Abstract

Hydro-mechanical forcing, including sediment deposition, seismic loading, rainfall events and phreatic level rise, can alter the pore water pressure regime and trigger ground failure. In loose sands, such phenomena can manifest with rapid downslope movements displaying signatures of liquefaction and commonly referred to as ‘flowslides’. These can have catastrophic outcomes, yet the use of constitutive models for soils able to quantify the likelihood of liquefaction is usually restricted to triggering analyses, while the quantification of runout distance and velocity tends to be conducted through computationally expensive models based on rheological laws for fluids. To enable a seamless transition from the triggering to the runout stage, in this paper, a spatially condensed modelling framework of low computational cost is proposed, which allows for straightforward use of soil constitutive models in the analysis of the entire life cycle of a flowslide. The proposed framework couples the dynamic motion of a landslide mass with the pore fluid transients taking place within a pre-defined liquefiable zone. The constitutive law modulates the feedback between pore fluid diffusion and landslide movement, encompassing elastoplastic and viscoplastic soil models within the same formulation. Simulations show that partial drainage in the liquefiable zone has considerable effects on the triggering stresses initiating a flowslide. Specifically, the results imply that liquefaction risks are sharply suppressed when the ratio between the characteristic times of loading and pore pressure diffusion falls above a critical threshold influenced by the inelastic deformation response of the soil.

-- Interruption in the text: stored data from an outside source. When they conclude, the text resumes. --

PR #1686, opened 2026-06-25
fix: dismiss quit confirmation dialog on a single n/Esc press

cantona:
Pressing **n** (or Esc) in the quit-confirmation dialog required two presses to actually cancel, while **y** worked on the first press.

Cause: the `n`/`Escape` branches set the route back to `Terminal` but never requested a redraw. On an idle terminal the next frame is discarded (`should_present == false`), so the dialog stayed painted until some later event forced a repaint — making the first press look ignored. `y` was unaffected because `quit()` tears the window down.

Fix: call `request_overlay_redraw()` on dismiss (matching the assistant/command-palette dismiss paths) so the dialog clears on the first press.

Standalone, based on main.


cantona:
no needed. 89c5744eff8e6a21e1e86bf523265a03c63ad018 fixed it

PR #1687, opened 2026-06-25
fix: recompute grid rows when the tab bar appears/disappears

cantona:
When `hide_if_single` is on, creating a second tab makes the tab bar appear, which grows `scaled_margin.top` to reserve its band. But `update_dimensions` re-laid out via `apply_taffy_layout` **without refreshing Taffy's available height** for the new margin — so the grid kept its previous (taller) row count and the bottom row was clipped off the bottom of the window. It only corrected itself after a window resize, because `resize()` calls `try_update_size` (which does push the new margin into Taffy).

Fix: `update_dimensions` now calls `try_update_size(self.width, self.height)` before `apply_taffy_layout`, so the available height accounts for the tab-bar band and the row count is recomputed. Also fixes the reverse transition (closing back to one tab).

Standalone, based on main.


raphamorim:
Superseded by #1723: update_scaled_margin now re-runs try_update_size whenever margins change, which covers the tab strip toggling. #1495/#1528 are closed. Thanks for the diagnosis.

Issue #1661, opened 2026-06-13
Macos - Tab not closed after exit


duongtugiang:
Clear Reproduction Steps
I just updated to the newest Rio version and found a regression. Here is the exact behavior:
1. Launch Rio and open multiple tabs (e.g., 3 tabs).
2. In two of those tabs, type exit and press Enter.
3. The affected tabs freeze for a few seconds and do not close.
4. After waiting a few seconds, click inside one of the frozen tabs — it immediately closes/disappears.
---
Version Behavior
• Last working version: 0.3.11
• Bug appears starting from: any version after 0.3.11
Mac Sequoia

cantona:
Fix: https://github.com/raphamorim/rio/pull/1688

PR #1688, opened 2026-06-25
fix: repaint immediately when a tab closes on shell exit

cantona:
With several tabs open, typing `exit` in a tab sometimes closed it instantly and sometimes left it frozen on screen (showing the dead shell) until you clicked another tab.

On shell exit the PTY thread sends `CloseTerminal(route_id)` **and** a separate `Render`. The `CloseTerminal` handler closed the tab and resized the strip but never requested a redraw itself — it relied on that separate `Render`. If the `Render` was processed before `CloseTerminal` (or coalesced away), the post-close state was never painted, so the closed tab lingered until a later event forced a repaint.

Fix: `mark_dirty()` + `request_redraw()` in the `CloseTerminal` handler so the close is shown immediately, regardless of event ordering.

Standalone, based on main.

### DIFF
--- a/frontends/rioterm/src/application.rs
+++ b/frontends/rioterm/src/application.rs
@@ -512,6 +512,14 @@ impl ApplicationHandler<EventPayload> for Application<'_> {
                     } else {
                         let size = route.window.screen.context_manager.len();
                         route.window.screen.resize_top_or_bottom_line(size);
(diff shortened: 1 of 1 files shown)


cantona:
Fix issue https://github.com/raphamorim/rio/issues/1661

PR #1689, opened 2026-06-25
fix: parse function-key and enter bindings in config [bindings]

cantona:
Function-key bindings in the `[bindings]` config silently did nothing. `convert()` (the config key parser) had no `f1`-`f12`, no `enter` alias (only `return`), and no `backspace`, so those keys hit the catch-all `Err` arm and the binding was dropped. For example:

```toml
[bindings]
keys = [{ key = "f11", action = "togglefullscreen" }]
```

did nothing — F11 fell through to the terminal as its escape sequence.

Add `f1`-`f12`, an `enter` alias, and `backspace` to `convert()`, matching the key set the hint-binding parser already accepts.

Standalone, based on main.


raphamorim:
Superseded by #1717, which added backspace, return/enter and f1-f12 to the binding key parser (bindings/mod.rs, with tests). Thanks!

PR #1690, opened 2026-06-25
feat: add bindable togglemaximized action

cantona:
`Action::ToggleMaximized` existed but was never wired up — it had no action-string mapping (so `[bindings]` couldn't reference it) and no handler. This adds:
- `"togglemaximized"` in the action-string parser
- `toggle_maximize_window()` emitting `RioEvent::ToggleMaximized`
- the `Act::ToggleMaximized` arm
- an application handler that flips `winit_window.set_maximized()` (works on Wayland)

So users can bind window maximize/restore, e.g. `{ key = "m", with = "super", action = "togglemaximized" }`.

Standalone, based on main.

### DIFF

Furthermore, it is shown that all the dynamics of flowslide propagation are dominated by the ratio between the characteristic timescales related to fluid consolidation, wave propagation and soil reaction time (i.e. soil viscosity). Although viscosity is not necessary to carry out propagation analyses, ignoring it leads to unrealistic estimates of peak velocity and runout distance. As a result, the model predicts that sand viscosity reflecting the emergence of a microscopic inertial regime is required to explain the flowslide propagation characteristics reported in the literature.